We have a chance to change this.  

This week, the European Commission hosts a high-level conference, Health in Europe, Making It Fairer, that will explore how to increase access to services and combat discrimination in health. There are several steps the Commission and Member States should take to improve Roma health. 

Commissioners should commit to concrete targets and set a timetable for raising Roma life expectancy, as well as child vaccination rates. This would create a standard against which EU Member States can establish goals in their required National Roma Integration Strategies 

In addition, every country with a significant Roma population should create a Roma health action plan alongside the adoption of legislation prohibiting discrimination. To support these plans, EU officials and ministers of health should share best practices, encourage cooperation between ministries, and should allocate resources to address discrimination in health care. After all, the issue of Roma health does not exist in a vacuum. A truly holistic approach is needed in which inter-ministerial collaboration leads to collective progress around education, labor, and health care.

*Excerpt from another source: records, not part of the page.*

PR #72, opened 2015-03-25
Add first pass at OAuth2 documentation

jbuck:


docs/oauth.md
```diff
@@ -0,0 +1,169 @@
...
+
+Webmaker requires the following information to register your application:
+
+* **Name** - The friendly name of your application e.g. "Buckley's Bees".
+* **Description** - A description of your application e.g. "Buckley's Bees sells the best honey in Ontario".
+* **Image** - An image that represents your application.
+* **Homepage URL** - The full URL to your application homepage e.g. "https://buckleysbees.ca".
+* **Redirect URL** - Your application's OAuth2 callback URL e.g. "https://buckleysbees.ca/oauth2/callback".
+
+Once you've registered your application you'll recieve your application credentials:
```
Pomax: This is still missing a bit on *how* or *where* to perform this registration (even if we don't have that implemented yet, let's note where we *intend* to put it and how that would work)

Pomax: secondary question: what format are the returned values in?

docs/oauth.md
```diff
@@ -0,0 +1,169 @@
...
+
+* **Client ID** - A string identifying your application. This value is not secret and can be shown publicly e.g. `wm_id_BTQNPABtUqqApaDrcsDa`.
+* **Client Secret** - A string. This value is secret and must not be shared with anyone e.g. `wm_secret_iHmAWhvCwBYnuE6aZHcArBEPohanKmmWr8LcyBBPZYRkAxdmui`.
+
+You can register your application by emailing [jbuck](mailto:jon@mozillafoundation.org). Self-serve application registration is coming shortly.
```
Pomax: okay so yes, that's the current way to do it, but if we have any idea how to do it later, let's already doc that =)

docs/oauth.md
```diff
@@ -0,0 +1,169 @@
...
+## Web Application Flow
+
+The web application flow is ideal for services that have a server-side component to securely store the client secret and user's access tokens.
+
+### 1. Redirect users to request access
+
+To start the web application flow you need to redirect your users browser to Webmaker.
+
+`GET https://id.webmaker.org/login/oauth/authorize`
+
```
Pomax: probably good to be a little more explicit here and say that as oauth2 description this is "GET" but in most cases this will be the website actually redirecting the user to another website, not an AJAX "GET" request or the like.

docs/oauth.md
```diff
@@ -0,0 +1,169 @@
...
+  	<td>client_id</td>
+  	<td>The client ID you received when you registered your application.</td>
+  </tr>
+  <tr>
+  	<td>response_type</td>
+  	<td>The response_type must be set to "code".</td>
+  </tr>
+  <tr>
+  	<td>scopes</td>
+  	<td>A space separated list of scopes.</td>
```
Pomax: which values can we choose from?

docs/oauth.md
```diff
@@ -0,0 +1,169 @@
...
+  </tr>
+  <tr>
+  	<td>state</td>
+  	<td>An unguessable random string. It is used to protect against cross-site request forgery attacks.</td>
```
Pomax: s/unguessable/secure/ ? Also, probably good to mention this should be random every time, because it is used in a handshake round trip, with the value going into the request, the oauth2 doing things and sending it back during callback, so that the requester can verify that the answer it got comes with the same "state" that it sent out?

docs/oauth.md
```diff
@@ -0,0 +1,169 @@
...
+  	<td>client_id</td>
+  	<td>The client ID you received when you registered your application.</td>
+  </tr>
+  <tr>
+  	<td>code</td>
+  	<td>A temporary authorization code</td>
+  </tr>
+  <tr>
+  	<td>state</td>
+  	<td>An unguessable random string. It is used to protect against cross-site request forgery attacks.</td>
```
Pomax: This is no longer "an", this is now "the random state value that you signed the original request with. If this value does not match the value sent with your initial request, callback processing should be cut off." or something to that effect

docs/oauth.md
```diff
@@ -0,0 +1,169 @@
...
+  	<th>Name</th>
+  	<th>Description</th>
+  </tr>
+  <tr>
+  	<td>client_id</td>
+  	<td>The client ID you received when you registered your application.</td>
+  </tr>
+  <tr>
+  	<td>response_type</td>
+  	<td>The response_type must be set to "code".</td>
```
cadecairos: what else could this be other than 'code'

cadecairos: ...assuming this is included because it can be expanded on in the future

Importantly, states should include Roma in the development and implementation of health programs that affect their communities. Policymakers cannot expect to end discrimination in health care without involving these experts in policy discussions, bringing into them the representation of Roma experience.

While this week’s conference is a commendable and important step, participants must ensure that the conversation continues. Improving Roma health requires a real and long-term political commitment to the European values of solidarity, equity, and participation. The European Union’s Europe 2020 strategy calls for smart, sustainable, an inclusive growth. We cannot hope to achieve this while leaving millions of Roma at the margins of society. 

Because in the end, this is an issue not just about Roma, but about our common vision of a truly integrated Europe.